Ja, die Kreissäle waren abgeteilt nur durch einen Vorhang. Ich konnte die Frauen nicht sehen, die mich auch nicht, aber hören. Ja, und man möchte ja auch gern, dass das Kind kommt. Die Zeit ist um. Dann macht man sich Gedanken, dass was ist. Dann wieder aufs Zimmer. Am nächsten Tag wieder eingeleitet worden. Ich bin, glaube ich wohl vier- fünfmal eingeleitet worden. Für den Kaiserschnitt war es zu tief schon. Dann war der Moment da. Ich bekam ne Spritze und - Pause- ich war völlig weg. Ich war eine Woche gar nicht ansprechbar. Ich konnt's auch gar nicht fassen, dass ich, ausgerechnet ich ein gesundes Kind hatte. Ich durft noch keinen Besuch empfangen - Karl Heinz durfte abends ne Viertelstunde kommen, mehr nicht- aber ich hatte die ganze Zeit den Frank bei mir. Also ich hab auch immer gefühlt, ob der auch alles hat, die ersten zwei Tage. Dann sagte der Frauenarzt: "Wissen sie was. Ich packe ihnen jetzt mal den Kleinen aus, dann sehen sie, dass der alles hat. Wir haben es schon mal gemacht, aber sie haben es nicht registriert". Dann hab ich geweint natürlich, mein Gott, ein Weinkrampf nach dem anderen. Immer dachte ich: 'Das ist doch nicht wahr. Das kann doch nicht sein. Haben sie ihn auch nicht verwechselt... -Pause-
Deswegen, auch wenn der Frank jetzt mal was hat wie jetzt mit dem Auge... ich denk immer: ´Das kann doch gar nicht, weil es gab ja Kinder ohne Arme, einer ist mit dem Rumpf geboren.'

Frage: "Ohne Arme, ohne Beine?"

Ohne Arme, ohne Beine. Und der Sohn von der Frau T. ist clever heute, der leitet eine Firma. Der hat keine Beine und die Ärmchen nur Stumpen. Und der mit dem Rumpf der geht die Treppe runter, der hopst so. Und der ist auch so clever. Oder von der Frau Dr. W. die Tochter ist Rechtsanwältin und immer so super drauf. Wenn die zu uns ins Cafe kam und ich hab die bedient, die war so gut drauf, machte sich ne Zigarette an mit ihrem Stumpen. Mit den Füßen. "Nee", sagte sie, "bloß nicht helfen. Ich muss das ja allein. Zuhause in meiner Wohnung muss ich das ja auch alleine machen."
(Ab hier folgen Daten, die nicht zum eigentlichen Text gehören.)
PR #2950, opened 2024-12-11
Fix C and Zig templates

itowlson:
We uh apparently got a bit uh overzealous in #2948.

Unfortunately, the integration tests tend not to catch template errors; I think they are testing for if the runtime breaks the templates in main, rather than testing the templates in the PR?


itowlson:
The failed integration tests are the existing borked templates being tested from main, and a known flake.

rylev (approved):

vdice (approved):
Whoops, thank you @itowlson!

> really-really-really-wanna-zig-to-pass-integration-tests

I'd say it might've almost been worth the build failures...

PR #2953, opened 2024-12-13
Azure Cosmos multiple stores per container

### LINKED ISSUE #2951: [Azure Cosmos Key-Value] Add support for multiple stores in a single container
## The problem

Frage: "Gab's da eigentlich mal ne Entschädigung?"

Das kann ich nicht sagen. Ich geh davon aus. (Anmerkung: 1970 endet der Contergan Prozess ohne Urteil)

Frage: "Und wie sah die Flasche aus?"

Das war ne helle Flasche mit sonem grünen Zeug. Ich hab den Geschmack noch im Mund. Weil das schmeckte auch gut. So ein bisschen Pfefferminzartig. Da hab ich jeden Abend einen Esslöffel genommen. Ich wusste ja nicht, dass das schädlich ist. Aber ich war eigentlich total ruhig. Auch wenn ich wach wurde, ich konnte wieder einschlafen, was ich vorher alles nicht konnte. Das war schon ein Teufelszeug.